The idea of fencing off the entire San Diego sector ran into trouble over the last 3 1/2 miles, Fanestil said, because of a myriad of environmental and land-use restrictions covering the territory. The border militarists, led by former U.S. Congressmember Duncan Hunter (recently succeeded by his son), solved that problem in 2005 when Hunter pushed a bill through Congress — a little-noticed amendment to the Real ID Act — giving the Department of Homeland Security unilateral authority to nullify, suspend or just plain ignore any federal, state or local law or regulation restricting the government’s ability to build the fence. Michael Chertoff, Bush’s head of Homeland Security, invoked that authority on April 1, 2008 and gave out contracts to private companies — mostly the Kiewit Mining Company from Nebraska — to construct the rest of the two-layer fence and add a third layer. According to Fanestil, these contracts were only for one year — so the contractors are in a hurry to finish before they expire for fear the Obama administration might not renew them.

Friendship Park lies squarely in the cross-hairs of the Homeland Security contractors as they attempt to wrap up the fence, Fanestil explained. “This is where the fence dives right into the Pacific Ocean,” he said. “The destination is Monument Mesa, where people used to convene on both sides of the border. The heart of Friendship Park is the monument itself, which marks the spot where in 1849 the U.S.-Mexico Commission actually met to fix the U.S.-Mexico border.” [This was after the 1846-1848 U.S.-Mexico war, when the U.S., taking advantage of corruption and incompetence within the Mexican leadership, conquered what is now California, Nevada, Arizona, New Mexico, Colorado and Wyoming from Mexico.] “Over the years,” Fanestil recalled, “Monument Mesa became a famous meeting place for families separated by immigration restrictions.”

Fanestil said his group first got wind that Homeland Security intended to march the border fence straight through Monument Mesa in August 2008. “We were told, for the first time, that it was illegal to pass things through the fence,” he said. “So I started doing a bi-national communion ceremony and continued it for seven months. Over 30 community organizations, 40 religious leaders and every elected official who actually represents the area of the U.S. side of Border Field State Park signed on to our letter opposing running the border fence through Friendship Park.

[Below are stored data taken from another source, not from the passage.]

Issue #1075, opened 2024-04-05
Split out the Collections stats graph for `read` and `written`


travjenkins:
When we start splitting the stats columns for Collections we might need to also update the graph in details. There is a simple approach: we could just have two graphs - one for `read` and one for `written`. However, we might want to put some effort into designing it so `read` and `written` are in the same graph

PR #1080, opened 2024-04-10
Travjenkins/feature/break stats up in collections

travjenkins:
## Issues

https://github.com/estuary/ui/issues/1075

### 1075

- Add a `data`|`docs` toggle to the stats graphs
- Render both `read` and `write` data for collections in graphs

### Manually tested

- Hit the graphs a lot

### Automated tests

- n/a

## Screenshots

Capture
image
image

Collection
image
image

Materialization
image
image


src/components/shared/Entity/Details/Usage/useDetailsUsageStore.ts
kiahna-tucker, line 1: The intention behind preserving the value of `range` and `statType` unless explicitly changed is to make it easy to compare entities to one another, correct?

src/components/filters/HourRange.tsx
```diff
@@ -29,7 +30,9 @@ function HourlyRangeFilter({ range, setRange }: Props) {
 
     return (
         <Stack direction="row" spacing={1} sx={{ alignItems: 'center' }}>
-            <FormattedMessage id="detailsPanel.recentUsage.title.prefix" />
+            <Typography id="hourly-filter-selector__label">
```
kiahna-tucker, line 33: The styling of all card headers should be uniform. This header is missing the following: `{ fontSize: 16, fontWeight: 300 }`.

It should be noted that the heading of the data preview card is similarly divergent.

kiahna-tucker (changes requested):
The review comments identify the items that need to be addressed before this PR can be merged.

### Additional Questions

* Did you intentionally want data/docs written to always use the light color variant on the usage by hour graph, regardless of the entity being viewed? Or should an instance of this graph that does not have overlapping bars use the medium color variant?

src/components/graphs/DataByHourGraph/DataTypePicker.tsx
```diff
@@ -0,0 +1,40 @@
+import { ToggleButtonGroup } from '@mui/material';
+import useDetailsUsageStore from 'components/shared/Entity/Details/Usage/useDetailsUsageStore';
+import OutlinedToggleButton from 'components/shared/OutlinedToggleButton';
+import { outlinedToggleButtonGroupStyling } from 'context/Theme';
+import { FormattedMessage } from 'react-intl';
+
+function StatTypePicker() {
```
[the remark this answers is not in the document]
travjenkins: I'm not concerned about calling it a picker.

src/context/Theme.tsx
```diff
@@ -288,6 +288,12 @@ export const jsonObjectPreview_value = {
 };
 
 // Styles
+// TODO (styling) - we use this styling on non-cards we should probably rename this
+//  and use in other places
+export const cardHeaderSx: SxProps<Theme> = {
+    fontSize: 16,
+    fontWeight: 500,
```
kiahna-tucker, line 295: The font weight should be 300.

kiahna-tucker (changes requested):
See comment below.

src/context/Theme.tsx
travjenkins: I'll update the weight - I am not moving around the component cause that is a major pain and that is why I skipped it when these were originally made. I'll mark it with a `todo`

kiahna-tucker (approved):
Approved without manually testing the changes pushed on April 19th.

Issue #1082, opened 2024-04-16
Google Sheets OAuth sometimes fails but kind of works


travjenkins:
**Bug**
Not totally sure how to always recreate this but pretty sure it is related to the new OAuth design that Google is pushing. 

Sometimes when someone is adding OAuth the pop up can sit awhile on a loading page and that sometimes seems to trigger an issue with the UI thinking it never got the OAuth URL to open.

**Expected**
If you get the `Authenticated` tag the error should go away and the endpoint config should work

**Screenshots**
![image](https://github.com/estuary/ui/assets/270078/f4ed305f-cb97-4e91-b33e-f9affce3f3a9)

![image](https://github.com/estuary/ui/assets/270078/9f5aa803-7713-4a9d-a60f-b4baa3c39df8)

**Desktop (please complete the following information):**
 - OS: [e.g. Windows]

**Additional context**

dyaffe:
@travjenkins, is this a UI bug in this case?  I have people running into it in production so wondering if it would be an easy fix.

travjenkins:
The edge function is not returning all the properties inside of the `Credentials` object. Not sure why yet.
![image](https://github.com/estuary/ui/assets/270078/8e3e3aac-c928-4840-9962-8c7e762c132d)

travjenkins:
So what I think is happening is the store has a potential to lose changes due to some old approaches to coding we did. Since this is not always happening (and the issue would not always happen) I am thinking that is the cause.

travjenkins:
Seems to be working no. Still need to find the true root cause.

PR #1084, opened 2024-04-17
Update endpointconfig store to be used directly

travjenkins:
## Issues

https://github.com/estuary/ui/issues/1082

### 1082

- Remove all uses of `get` while inside of a `produce` as I think this is causing changes to get lost
- While we are testing this already - just using hooks for the store directly
- Adding events for LR to make this issue easier to track

### Manually tested

- Capture create/edit with Oauth
- Materialization create/edit with Oauth

### Automated tests

- N/A

## Screenshots

...tbd

### DIFF
--- a/src/stores/EndpointConfig/Store.ts
+++ b/src/stores/EndpointConfig/Store.ts
@@ -132,6 +132,10 @@ const getInitialState = (
                     ? createJSONFormDefaults(state.endpointSchema)
                     : encryptedEndpointConfig;
 
+                // TODO (endpoint config)
+                // I have NO clue why this is passing the encryptedConfig that is becing passed in and
+                //  not what is set to the state. Especially since it could end up with setting defaults to
+                //  the state value
                 populateErrors(
                     encryptedEndpointConfig,
                     state.customErrors,
--- a/src/stores/EndpointConfig/Store.ts
+++ b/src/stores/EndpointConfig/Store.ts
@@ -15,7 +15,6 @@ import {
     getInitialHydrationData,
     getStoreWithHydrationSettings,
 } from 'stores/extensions/Hydration';
-import { EndpointConfigStoreNames } from 'stores/names';
 import { JsonFormsData, Schema } from 'types';
 import {
     configCanBeEmpty,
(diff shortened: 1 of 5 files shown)


src/stores/EndpointConfig/Store.ts
```diff
@@ -87,11 +86,9 @@ const getInitialState = (
                 state.customErrors = val;
                 state.customErrorsExist = hasLength(val);
 
-                const { endpointConfig } = get();
```
travjenkins, line 90: I am hoping that these `get`s are what is causing potential issues. I almost cleaned these up last time I was in here but decided to leave them because they "weren't hurting anything".

src/stores/EndpointConfig/Store.ts
```diff
@@ -135,13 +128,19 @@ const getInitialState = (
...
-                populateErrors(encryptedEndpointConfig, customErrors, state);
+                // TODO (endpoint config)
+                // I have NO clue why this is passing the encryptedConfig that is becing passed in and
+                //  not what is set to the state. Especially since it could end up with setting defaults to
+                //  the state value
+                populateErrors(
+                    encryptedEndpointConfig,
+                    state.customErrors,
+                    state
+                );
```
travjenkins, line 143: @kiahna-tucker - do you have _any_ insight into this? I am totally not sure why this is passing the value it is.

src/stores/EndpointConfig/hooks.ts
```diff
@@ -1,229 +1,98 @@
...
 };
 
 export const useEndpointConfigStore_changed = () => {
-    const entityType = useEntityType();
-
-    return useZustandStore<
-        EndpointConfigState,
-        EndpointConfigState['stateChanged']
-    >(getStoreName(entityType), (state) => state.stateChanged);
+    return useEnpointConfigStore(useShallow((state) => state.stateChanged));
```
travjenkins, line 17: Threw this tweak in while cleaning up. Since this is a computed value I think we're better off using shallow here.

src/stores/EndpointConfig/Store.ts
kiahna-tucker: I cannot recall off the top of my head and would want to look at the commit history for this file.

kiahna-tucker (approved):

src/stores/EndpointConfig/Store.ts
travjenkins: I looked through the history of the file and it has always been this way.

PR #7336, opened 2024-12-18
Update asynchronous-flow-control.md

mrwasii:
### Check List


mikeesto (commented):
Hi. I think this code block is just meant to be an illustrative example of what "callback hell" looks like. This change adds a lot of lines for not a lot of benefit in the context of the page. Does that make sense?

bmuenzenmeyer:
I'm 👎 on this change - the intent of the content, IMO, is brief explanation of what we mean. Expanding the code to be more complete actually hurts that comprehension.

mikeesto:
Thanks for the PR but I don't think this will be landing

Letters have been written to Janet Napolitano [former Arizona governor, now Obama’s Homeland Security chief] and Obama himself. But the Department of Homeland Security trumps all.”

What’s more, his group of nonviolent protesters started being met with what Fanestil called “a human fence” — a solid wall of Border Patrol agents standing across the edge of the mesa, “so if you try to approach the fence they will literally block your path.” Fanestil said that he and Ramirez have both been detained at Friendship Park in the last three months and another activist in their coalition, Dan Watman, was actually arrested on April 8, 2009 for being on the “wrong” spot of his country’s soil. “The ‘human wall’ is a nightmare for the Border Patrol,” Fanestil added, “because they were trained to prevent people from entering the U.S. illegally. Now they’re charged with keeping U.S. citizens out of the ‘zone of enforcement,’ and they’re using the same tactics. Now they’re trying to stop people from entering from either side.”

Fanestil said he thought his group was actually gaining some political traction and had a good chance at stopping the fence, or at least winning a moratorium on construction until the Obama administration could review its predecessor’s border policies, until the recent spate of media coverage claiming that Mexico was virtually a “failed state,” unable to control its drug cartels or police itself effectively. Nonetheless, he said, his coalition “is committed to maintaining a community of friendship at the park. We’re asking for a public review of DHS’s plans and a moratorium on fence construction at Friendship Park. The border is a place of friendship and communion, and we are hoping the will of the people in the border lands will prevail.”